士兵们交换眼神。他们信任汉斯——在伊普尔,他的冷静和精准射击救过不止一个人的命。

“我们需要做什么,下士?”

“第一,每个人检查武器和弹药。确保步枪干净,子弹充足。第二,收集手榴弹——至少每人四枚。第三,加固我们的掩蔽部,特别是屋顶。如果炮击猛烈,我们要能躲在里面活下来。第四,储备水和食物,万一被切断补给。”

“我们要告诉其他班吗?”

汉斯犹豫了。越过指挥链擅自行动是危险的,可能被视为扰乱军心甚至怯战。但如果他是对的,这些准备可能拯救生命。

“谨慎地告诉你们信任的人。不要说‘进攻肯定来’,就说‘有迹象,最好做好准备’。明白吗?”

士兵们点头。他们散去执行任务,动作迅速而安静。汉斯看着他们的背影,心中涌起复杂的情绪:责任感,保护部下的愿望,以及一丝恐惧——如果他是对的,这些人中的一些可能活不过明天。

下午,汉斯终于能向排长当面报告。奥托·施密特少尉是个年轻的预备役军官,战前是中学教师。他认真听了汉斯的观察,做了笔记。

“我会把这些转告连长,韦伯下士。但你知道,上级的判断是这里不太可能发生大规模进攻。我们的情报显示英军主力在阿拉斯方向集结。”

“情报可能错了,少尉。或者英国人故意误导。”

施密特点点头,表情忧虑。“我会尽力。同时……你做得对,让士兵们做好准备。无论如何,警惕没有坏处。”
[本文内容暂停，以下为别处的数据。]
PR #1418, opened 2025-07-31
Create common mirror classes and populate I05s mirrors

### LINKED ISSUE #1424: Create some common optics mirrors classes and populate I05 optics with them
There are quite a few common focussing/collimating/switching mirrors in GDA code for many beamlines. As always there are subtle differences and all flavours of PV suffices and combinations of various epics records. I05 has 3 different mirrors and some of them can be found on other beamlines.

## Acceptance Criteria

Villtord:
Fixes #1424 

1. dodal connect i05, i05-1
2. Confirm no errors in tests

### Checks for reviewer


Villtord:
Blocked by https://jira.diamond.ac.uk/browse/I05-731

src/dodal/devices/i05/common_mirror.py
```diff
@@ -0,0 +1,120 @@
...
+                read_pv=prefix + fpitch_read_suffix,
+                write_pv=prefix + fpitch_write_suffix,
+            )
+            self.mirror = epics_signal_rw(
+                mirrors,
+                read_pv=prefix + mirror_read_suffix,
+                write_pv=prefix + mirror_write_suffix,
+            )
+
+        self.mirror_change = epics_signal_x(write_pv=prefix + mirror_change_suffix)
```
DominicOram, line 115: Could: For devices in MX we try and hide PVs like this by making a `set` method on the device, something like:
```python
async def set(value:Mirror):
    await self._mirror.set(mirror)
    await self._mirror_change.set()
```
and so the user can just do `bps.set(mirror, MJ6)` and it works. Our reasoning is:
* Most other devices will move when you call set on them e.g. motors etc. and you won't need to call another thing to make it go. This means it's easy for an end user to forget to call the `bps.trigger(mirror.change)`
* In 99% of cases we want to set it and make it go straight away. In the case where you don't the underlying signals are still there for you if you need that, or we have sometimes implemented a `prepare` for it. This is specifically point 4 on https://blueskyproject.io/ophyd-async/main/explanations/when-to-extend-movable.html#when-should-a-device-extend-movable
* In our experience IOCs that do this do it because setting the value causes some processing so you need to make sure that processing is finished before you call the change PV. This is all fine if the user does:
```python
yield from bps.abs_set(mirror.mirror, MJ6, wait=True)
yield from bps.trigger(mirror.change)
```
but will cause issues if you miss out the `wait=True`.
* Additionally, if that processing does take some time then by putting it in the `ophyd` device you can more easily do other things in parallel:
```python
yield from bps.abs_set(mirror.mirror, MJ6, group="mirror_change")
do_something_else()
yield from bps.wait("mirror_change")
```
which you can sort of do as you have currently written it but less efficiently:
```python
yield from bps.abs_set(mirror.mirror, MJ6, group="mirror_set")
do_something_else()
yield from bps.wait("mirror_set")
yield from bps.trigger(mirror.change, group="mirror_change")
do_more_other_things()
yield from bps.wait("mirror_change")
```

src/dodal/devices/i05/common_mirror.py
```diff
@@ -0,0 +1,120 @@
...
+        self.mirror_abort = epics_signal_x(write_pv=prefix + mirror_abort_suffix)
```
DominicOram, line 116: Could: I would add calling this into a `stop` so that you can do `yield from bps.stop(mirror)` to stop it moving, like you would for a motor. I _think_ this will also mean that if you use it in a plan and there's an exception Bluesky will abort the move automatically. This may or may not be behavior you want

src/dodal/devices/i05/common_mirror.py
```diff
@@ -0,0 +1,120 @@
...
+        z_infix: str = _Z,
+        pitch_infix: str = "PITCH",
+        yaw_infix: str = "YAW",
+        roll_infix: str = "ROLL",
+        fpitch_read_suffix: str = "FPITCH:RBV",
+        fpitch_write_suffix: str = "FPITCH:DMD",
+        mirror_read_suffix: str = "MIRCTRL:RBV:MIRROR",
+        mirror_write_suffix: str = "MIRCTRL:DMD:MIRROR",
+        mirror_change_suffix: str = "MIRCTRL:SEQ:CHNG:MIRROR.PROC",
+        mirror_abort_suffix: str = "MIRCTRL:DMD:ABORT.PROC",
```
DominicOram, line 101: Nit: This amount of configurability seems like overkill to me. I would only add an `_infix` option when I have a known example of a device that is exactly the same but with that PV being different. But maybe you already do?

src/dodal/beamlines/i05.py
```diff
@@ -17,6 +25,39 @@ def synchrotron() -> Synchrotron:
...
+
+
+# beamline specific devices
+
+
+# will connect after https://jira.diamond.ac.uk/browse/I05-731
+class M4M5Mirror(StrictEnum):
+    UNKNOWN = "Unknown"
+    MJ6 = "M4"
+    M3 = "M5"
```
DominicOram, line 54: Should: Are these meant to be `MJ6` and `M3` or are they meant to be `M4` and `M5`?

src/dodal/beamlines/i05_1.py
```diff
@@ -13,10 +21,43 @@
...
+
+
+# beamline specific devices
+
+
+# will connect after https://jira.diamond.ac.uk/browse/I05-731
+class Mj7j8Mirror(StrictEnum):
+    UNKNOWN = "Unknown"
+    MJ6 = "MJ8"
+    M3 = "MJ7"
```
DominicOram, line 53: Should: Are these meant to be MJ6 and M3 or are they meant to be MJ8 and MJ7?

src/dodal/beamlines/i05.py
```diff
@@ -17,6 +25,39 @@ def synchrotron() -> Synchrotron:
...
+# will connect after https://jira.diamond.ac.uk/browse/I05-731
+@device_factory()
+def m3mj6() -> XYZPiezoSwitchingMirror:
+    return m3mj6_switching_mirror()
+
+
+# beamline specific devices
+
+
+# will connect after https://jira.diamond.ac.uk/browse/I05-731
```
DominicOram, line 50: ❤️ love the push to standardise the EPICS  here!

Villtord:
@oliwenmandiamond thanks I'm on your side with that, but atm I think we just stick to what we have.

jacob720 (approved):
Looks good, one tiny comment, take it or leave it

oliwenmandiamond (commented):
This looks good. Thank you for making it comply with the new structure! Just minor formatting change and reuse the defaults and then happy to approve

PR #1420, opened 2025-07-31
Mx bluesky 1007 commissioning mode

rtuck99:
Part of fix required for
* DiamondLightSource/mx-bluesky#1007

See related mx-bluesky PR: TBC

* This introduces a PV on the `Baton` device `COMMISSIONING`
* Global functions `is_commissioning_mode_enabled()` and `set_commissioning_signal()` to enable other devices to be able to determine whether the commissioning mode is enabled without needing a child reference to the baton.

1. Test pass

### Checks for reviewer


DominicOram:
Sorry, there is a `mx-bluesky` equivalent, it's link was just missing. Will review both now

rtuck99:
> Thanks. Couple of minor comments. Additionally:
> 
>     * Must: when does the `set_commissioning_signal` get called in production?
> 
>     * Could: Given that we're only (currently) using `is_commissioning_mode_enabled` in the undulator and I can't see it changing we could also just provide it as a reference when creating the undulator. It seems a bit odd to me to have a global signal hanging around but I can see the advantage of something global too.

Good catch, I prevaricated deciding where to set it, because of the whole baton_handler rebuilding devices thing, then forgot to add it.

I thought about adding it as a reference, unfortunately that means the undulator then has to have responsibility for instantiating the baton (or vice-versa), which seems wrong and also is an issue if more than one device wants to use commissioning mode. Everywhere else we use a device reference, they are ultimately "owned" by a top-level device. Unless we want to make `device_factory` support `inject`?

DominicOram:
>I thought about adding it as a reference, unfortunately that means the undulator then has to have responsibility for instantiating the baton (or vice-versa), which seems wrong and also is an issue if more than one device wants to use commissioning mode. Everywhere else we use a device reference, they are ultimately "owned" by a top-level device. Unless we want to make device_factory support inject?

If you instantiate devices through the device factories they all end up as singletons anyway and only actually get instantiated if they haven't already been. e.g. the `undulator_dcm` contains a reference to the `undulator` and `dcm` https://github.com/DiamondLightSource/dodal/blob/d10550b29dfdd943c62422f83bbf860c52746d27/src/dodal/beamlines/i03.py#L276:
```python
undulator = i03.undulator() # This does the instantiation
undulator_dcm = i03.undulator_dcm() # This is just instantiated with the above
```
I guess in this case they are "owned" by the cache inside `device_factory`, which seems fine to me?

DominicOram (approved):
Thanks. One optional comment, take it or leave it.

离开连部时,汉斯遇到了团部来的传令兵,一个脸颊红润的年轻巴伐利亚人,看起来不超过十九岁。

“有命令吗?”汉斯问。

“常规轮换通知。还有……团部说明天可能有‘重要客人’视察前线,要求各单位整理军容,清洁武器。”

汉斯几乎要笑出来。整理军容?清洁武器?当敌人可能随时发动进攻时?

“谁要来视察?”

“不清楚。可能是师部甚至军部的将军。”

汉斯摇摇头。这就是问题所在:高层军官脱离前线现实,还在玩阅兵和视察的游戏。而前线的士兵,凭着本能和观察,知道风暴即将来临却无人倾听。

傍晚,汉斯回到自己的掩蔽部。埃里希已经回来了,表情阴沉。

“怎么样?”汉斯问。

“连部把我的报告转给了营部,但营部说需要‘更多证据’才能请求炮兵支援或加强戒备。而且……”埃里希压低声音,“我听说明天真的有将军来视察。第六巴伐利亚预备步兵师的师长冯·法尔肯豪森将军本人。”

“上帝啊。”汉斯低声咒骂。

“更糟的是,为了这次视察,前沿部队被要求‘保持正常活动’,不要表现出过度紧张,以免让将军认为我们‘神经质’。”

汉斯感到一阵冰冷的愤怒。为了给将军留下好印象,他们要把士兵暴露在危险中?这简直是犯罪。

“我们要自己做准备了,”他最终说,“尽可能多地储存弹药,特别是手榴弹。炮击开始时,所有人进入最深最坚固的掩蔽部,不要探头看。等炮火延伸后,立即进入射击位置,准备迎接步兵冲锋。”

“如果掩蔽部被直接命中呢?”

汉斯沉默。他知道答案:那就死。但至少比在开阔地被炸碎,或者因为“保持正常活动”而在堑壕里被突然袭来的炮火吞噬要好。

那一夜,汉斯几乎没睡。他检查了班里的每个掩蔽部,指导士兵如何用额外的木材加固,如何在门口堆放沙袋减少破片伤害。他分配了弹药:每人额外三十发子弹,四枚手榴弹,机枪手准备了十二条弹带。

凌晨三点,他站在堑壕里,望着英军阵地。那边异常安静,连通常的骚扰射击都停止了。夜幕中,没有月光,只有星光在云层缝隙间闪烁。寒冷刺骨,呼吸凝成白雾。

埃里希来到他身边,递给他一支烟。两人沉默地分享,烟头的红光在黑暗中明灭。

“记得伊普尔的第一天吗?”埃里希突然说。

“记得。雾,炮击,还有那些唱歌的孩子。”

“那时我以为战争会在圣诞节结束。现在……我不知道它会不会结束。”

汉斯深深吸了一口烟。“它会结束的。当一方再也打不动的时候。或者当所有人都死了的时候。”

“你觉得我们会赢吗?”

这个问题汉斯问过自己很多次。最初的信念已经磨损,被伊普尔的泥泞和新沙佩勒的异常平静侵蚀。但他还是回答:“我们必须相信我们会赢。否则这一切都没有意义。”

埃里希苦笑。“有意义吗?即使我们赢了,那些死去的人呢?弗里茨,还有其他人?”

汉斯没有回答。有些问题没有答案,只有沉默。